- Born: c. 1972
- Origin: Buffalo, New York, US
- Died: August 2020 (aged 48)
- Genres: Hip hop
- Occupation: Record producer
- Labels: Buff City

= DJ Shay =

American record producer (c.1972–2020)

Demetrius Chawton Robinson (c. 1972 – August 2020), known professionally as DJ Shay, was an American disc jockey and record producer who often collaborated with Griselda Records artists.

== Biography ==
Robinson was born c. 1972. At age 10, began DJing for local events in Buffalo, New York, after receiving a turntable for Christmas.

Robinson began producing for a group called Brotherhood Nation. He first worked with Benny the Butcher and Conway the Machine in the 2000s. He was a co-producer on Benny the Butcher's 2019 EP The Plugs I Met.
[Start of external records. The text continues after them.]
PR #1542, opened 2026-08-18
feat(agnocast_kmod)[need-minor-update]: count subscribers reachable across a domain bridge

Koichi98:
## Description

`get_subscription_count()` reports only the caller's own domain, matching ROS 2. A publisher whose topic is covered by a domain bridge rule therefore cannot tell that its publications reach a subscriber at all: the peer's endpoints sit in the same `topic_struct` but are filtered out. A service client asking whether its server is up is the first caller that needs the other answer.

`AGNOCAST_GET_SUBSCRIBER_NUM_CMD` now also reports `ret_other_domain_subscriber_num`: the subscribers in the paired domain that this domain's publications reach. It is counted in the walk the ioctl already does, with `domain_delivery_allowed()` -- the predicate the publish path uses -- so a rule declared only in the opposite direction contributes nothing and the count cannot disagree with what delivery does. The existing fields keep their own-domain meaning, so `get_subscription_count()` is unchanged.

## Related links

None.

## How was this PR tested?

- [ ] Autoware
- [ ] sample application

## Post-merge checklist

`need-minor-update`

### DIFF
--- a/agnocast_kmod/agnocast.h
+++ b/agnocast_kmod/agnocast.h
@@ -155,6 +155,9 @@ union ioctl_get_subscriber_num_args {
     uint32_t ret_other_process_subscriber_num;
     uint32_t ret_same_process_subscriber_num;
     uint32_t ret_ros2_subscriber_num;
+    // Subscribers in the domain a bridge rule pairs this one with, counted only where the rule
+    // delivers this way round. Disjoint from the own-domain counts above.
+    uint32_t ret_other_domain_subscriber_num;
     bool ret_a2r_bridge_exist;
     bool ret_r2a_bridge_exist;
   };
--- a/agnocast_kmod/agnocast_ioctl.c
+++ b/agnocast_kmod/agnocast_ioctl.c
@@ -1381,6 +1381,7 @@ int agnocast_ioctl_get_subscriber_num(
   ioctl_ret->ret_other_process_subscriber_num = 0;
   ioctl_ret->ret_same_process_subscriber_num = 0;
   ioctl_ret->ret_ros2_subscriber_num = 0;
+  ioctl_ret->ret_other_domain_subscriber_num = 0;
   ioctl_ret->ret_a2r_bridge_exist = false;
   ioctl_ret->ret_r2a_bridge_exist = false;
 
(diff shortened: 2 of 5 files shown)


agnocast_kmod/agnocast.h
```diff
@@ -155,6 +155,9 @@ union ioctl_get_subscriber_num_args {
     uint32_t ret_other_process_subscriber_num;
     uint32_t ret_same_process_subscriber_num;
     uint32_t ret_ros2_subscriber_num;
+    // Subscribers in the domain a bridge rule pairs this one with, counted only where the rule
+    // delivers this way round. Disjoint from the own-domain counts above.
+    uint32_t ret_other_domain_subscriber_num;
     bool ret_a2r_bridge_exist;
     bool ret_r2a_bridge_exist;
   };
```
kobayu858, line 163: Needs the same field in the union in `agnocast_ioctl.hpp` — otherwise `_IOWR` encodes a different size on each side and the ioctl fails with EINVAL.

agnocast_kmod/agnocast_ioctl.c
```diff
@@ -1397,16 +1398,20 @@ int agnocast_ioctl_get_subscriber_num(
...
+  // Match ROS 2's get_subscription_count: the same/other-process counts report only same-domain
+  // subscribers. A bridge rule still delivers cross-domain (see the publish/receive paths), but a
+  // publisher does not count subscribers in another domain. Ungrouped topics hold only one domain,
+  // so this is a no-op for them.
   struct subscriber_info * sub_info;
   int bkt_sub;
   hash_for_each(wrapper->topic->sub_info_htable, bkt_sub, sub_info, node)
   {
     if (sub_info->domain_id != wrapper->domain_id) {
+      if (domain_delivery_allowed(wrapper->topic, wrapper->domain_id, sub_info->domain_id)) {
```
kobayu858, line 1412: Should this exclude `is_bridge` subscribers, or expose a flag like `ret_a2r_bridge_exist` so callers can? The same-domain branch below lets callers subtract the synthetic subscriber the A2R bridge registers; this count has no equivalent. With only an A2R bridge in the peer domain and no real subscriber, "is anything on the other side receiving me" answers 1.

kobayu858 (changes requested):

agnocast_kmod/agnocast_ioctl.c
Koichi98: Thank you for pointing out.
I've opened a new PR to address this
https://github.com/autowarefoundation/agnocast/pull/1555.

agnocast_kmod/agnocast.h
Koichi98: Fixed in https://github.com/autowarefoundation/agnocast/pull/1542/commits/138bbe7147fef9b1fb4490869654cbdefd7aac3d.

kobayu858 (approved):

PR #1544, opened 2026-08-18
feat(agnocast_cie_thread_configurator): parse kernel_threads and irqs config sections

atsushi421:
## Description

Part 2 of 4 splitting #1528 into reviewable units.

Adds parsers for two new optional sections in the thread configurator YAML:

Robinson helped Armani Caesar create her first song while working in his recording studio.

=== Death and legacy ===
Robinson died in August 2020, from COVID-19, aged 48. His funeral service was held on August 27. After the funeral concluded, Conway the Machine—an attendee—was handcuffed, but not arrested.

On September 9, 2022, the Black Soprano Family released the mixtape Long Live DJ Shay in tribute.